Judge says NYC cannot force homeless to take workfare jobs

NEW YORK (AP) - A judge ruled Tuesday that New York City may not force homeless adults to accept workfare jobs in exchange for city shelter, a decision that was immediately blasted by Mayor Rudolph Giuliani.

Justice Stanley Sklar said the law city officials cite in support of the requirement may be constitutional, but it violates a consent decree that requires the city to give shelter for every needy adult who seeks it.

Giuliani, who has pushed to put the workfare rules into effect, denounced Tuesday's decision, saying, ''I expect the Court of Appeals to reverse it pretty quickly.''

''Justice Sklar is clinging to his desire for a city of dependents,'' the mayor said.

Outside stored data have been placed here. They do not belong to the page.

Issue #3269, opened 2022-09-30
Filter efficiency from fragments should be dropped once and for all


efeyazgan:
@menglu21  @sihyunjeon  @Saptaparna

Since Si hyun and Sitian are sure (see  https://cms-talk.web.cern.ch/t/filter-efficiency-check-in-gen-check-script/15409) that the filter efficiency is not used at all I removed the check in the request checking script (see:
https://github.com/cms-sw/genproductions/pull/3268) so this filter should be removed from all fragments. Please do that soon and then I will adapt the script not to cause inconsistency in UL consistency check. However, if it is not removed soon, I think we should revert back the request checking script. 

In any case, I do not take any responsibility for any problems that  this change may cause: https://github.com/cms-sw/genproductions/pull/3268. 

Thanks.

efeyazgan:
Hi Alexander, yes, but following the same reasoning we could have kept the check. If something is used, we should check how it is used. I am sure that check was there for a reason...

sihyunjeon:
Hi so there are several things to think about here.

This creates somewhat unnecessary entropy for the MC contacts because
a. We don't know whether there are any real users for this metadata so we might be putting our efforts to something without real gain.
b. Removing the filter efficiency fragment still works (avoids gen checking script errors) - which means subset of the samples would for sure have broken filter efficiency written in GEN files as metadata. So subset of our samples are already broken.
c. It's not so easy to modify this through python scripts because efficiency from the run log (for filter efficiency) only gets delivered through email. I don't think the run log results are stored somewhere in McM, at least I am not aware. If I am correct, one needs to crop out the values from email boxes and tweak it into the fragments and I would hardly imagine MC contacts doing this. So in the end it would return to b. where MC contacts will just remove the line to avoid the problem, breaking the variables that should not be used.

But as Alexander said, SOME might use this and it MIGHT be not totally useless to store correct values. So allowing default settings (filter efficiency >= 1.0 or <=0.0 which doesn't make sense) is sort of compromise in between.

agrohsje:
Hi Efe,
maybe this was not clear in my message: I think we should have kept the check (and the motivation now is the same as back then: it is stored in EDM and we don't know if someone is using it or not) but just slightly modify it as proposed by Sihyun:
But as Alexander said, SOME might use this and it MIGHT be not totally useless to store correct values. So allowing default settings (filter efficiency >= 1.0 or <=0.0 which doesn't make sense) is sort of compromise in between.
[...]

PR #3572, opened 2023-12-06
Fix the case when filter eff is negative in the fragement

tvami:
Sometimes the filter eff is set to -1 to show that it is not used, currently the script does not let the validation pass.


tvami:
@efeyazgan this extra patch seems to be in line with what was discussed in https://github.com/cms-sw/genproductions/issues/3269 please merge at your earliest convenience

tvami:
I think you can use this https://cms-pdmv-prod.web.cern.ch/mcm/requests?prepid=EXO-Run3Summer22EEwmLHEGS-01460&page=0&shown=127 for testing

Mary Brosnahan, executive director of the Coalition for the Homeless, called the ruling a ''legal slam-dunk'' and said Sklar ''recognized that the consent decree's fundamental purpose was to save human life.''

Under the city program known as workfare, welfare recipients are put to work by city departments.

The law requiring the homeless to work stems from a 1995 regulation issued by the state Department of Social Services at the city's request. It requires anyone seeking shelter in New York - even for one night - to comply with welfare eligibility rules.

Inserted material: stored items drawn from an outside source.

PR #3574, opened 2023-12-06
Modify the make_rwl.py file with corrected pdf number

De-Cristo:
Dear experts,

There are several mismatch between PDF and LHAPDF ID in previous `make_rwl.py` file in `/bin/PowHeg` which will cause error in the process of generation.

I have modified the lines under Run3 4FS part according to the updated LHAPDF IDs.

Please check. Thanks @covarell for pointing out!

Best,
Licheng


covarell:
Basically it is a +1 from me.
I am just wondering why the PDF4LHC15 set was added? This looks like a pretty old set.

De-Cristo:
Hi,
In the bbH generation, people from the working group suggesting to use this pds instead of the CMS recommended one for Run2, so we think it might be better to include this even only for the tests.

sihyunjeon:
But this change will affect all the other samples as well. Why not just use pdf4lhc15 for samples of the working group's interest ONLY and leave other samples as it is?

De-Cristo:
Perhaps @danielwinterbottom could provide a clearer explanation of the current status.

danielwinterbottom:
About the PDF sets, the use of PDF4LHC15 is the recommendation of the bbH/bH subgroup of the LHCHWG (see here: https://twiki.cern.ch/twiki/bin/view/LHCPhysics/LHCHWGBBH#Recommendations_for_the_acceptan). 

For the previous Run-2 analysis, we double-checked with the working group conveners if it was really necessary to use this PDF set over the NNPDF sets usually used by CMS and they expressed a strong preference for it. We also checked with the CMS MC validation group if not using NNPDF was OK and they told us the preference of NNPDF in CMS is for ME/PS consistency, but its is only a guidance and if there for good reasons for using a different PDF set GEN would not object unless it was  something clearly incorrect (e.g using LO PDFs for NLO/NNLO MC samples).

covarell:
For me it is OK to proceed. This will affect only 4FS POWHEG processes, which are in very small number.

danielwinterbottom:
Just to add though, this recommendation is only for bbH. I think there should be some option in the code so that the PDF4LHC set is only used for this process and not the other 4FS cases.

sihyunjeon:
@danielwinterbottom If one wants to use different PDF set one can use it with valid reasons, sure. My point is different, "is it necessary to add this to central scripts back again while you can steer it only for samples that you are interested in" was my question. Given that (a) we were planning to minimize the PDF sets (not sure what the progress is, raised last summer https://github.com/cms-sw/genproductions/pull/3479) (b) PDF reweighting is much more expensive for powheg than other generators.

danielwinterbottom:
> @danielwinterbottom If one wants to use different PDF set one can use it with valid reasons, sure. My point is different, "is it necessary to add this to central scripts back again while you can steer it only for samples that you are interested in" was my question. Given that (a) we were planning to minimize the PDF sets (not sure what the progress is, raised last summer #3479) (b) PDF reweighting is much more expensive for powheg than other generators.

I agree, it should only be added for the bbH process.

menglu21:
Hi all, we are still using LHAPDF 6.5.1, in which MSHT20nnlo_nf4 with ID 27810. The ID change happens in LHAPDF 6.5.4 (6.5.3 version still has 27810 for MSHT20nnlo_nf4)

De-Cristo:
Hi, we firstly met this problem during generating the bbH gridpack,
the details and discussion could be fine in this [thread](https://cms-talk.web.cern.ch/t/generation-of-bbh-process-with-powheg-for-run3-mc/31713/9)[1]

[1] https://cms-talk.web.cern.ch/t/generation-of-bbh-process-with-powheg-for-run3-mc/31713/9

menglu21:
I just checked that 12_4_4 is using lhapdf 6.4.0, which still has id 27810 for MSHT20nnlo_nf4, I haven't checked how lhapdf is called in powheg production, maybe someone already know it and can comment.

agrohsje:
Hi Meng, on https://twiki.cern.ch/twiki/bin/viewauth/CMS/PowhegBOXPrecompiled we recommend 
 slc7_amd64_gcc700 and slc7_amd64_gcc820: CMSSW_10_6_X (github branch: powhegUL)
 slc7_amd64_gcc10: CMSSW_12_4_X (github branch: master) 
 12_4_4 is used by the authors. So the mismatch between PDF's cannot happen there if 12_4_4 has 6.4.0. Some info in this thread is not correct.

bbilin:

But in 1981 and 1983, the city signed consent decrees in which it agreed to provide shelter to every needy, single adult who asked for it.

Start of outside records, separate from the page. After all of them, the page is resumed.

PR #1233, opened 2020-11-07
Fix gn conflict with Android

wchen342:
The component name used for ungoogled_switches.h will conflict in v86 on Android:
```
ERROR at //build/config/BUILDCONFIG.gn:576:5: Duplicate output file.
    target(_target_type, _target_name) {
    ^-----------------------------------
Two or more targets generate the same output:
  libswitches.cr.so

This is can often be fixed by changing one of the target names, or by 
setting an output_name on one of them.

Collisions:
  //components/ungoogled:switches
  //device/gamepad/public/cpp:switches
```

This should solve the problem.


wchen342:
@Eloston Also I accidentally forked the main repo into `ungoogled-software` but I do not have permission to delete it. Can you do it?

Eloston:
> @Eloston Also I accidentally forked the main repo into `ungoogled-software` but I do not have permission to delete it. Can you do it?

Done.

Eloston (approved):
LGTM, Thanks :+1:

Sklar ruled that the consent decrees hold. Because the agreements only cover single people, lawyers for the homeless could ask the courts to extend the ruling to homeless families with children.

The city did win a workfare ruling in the state's highest court Tuesday. The Court of Appeals upheld a ruling allowing the city to pay people on workfare minimum wage rather than the higher wages regular workers generally get for the same jobs.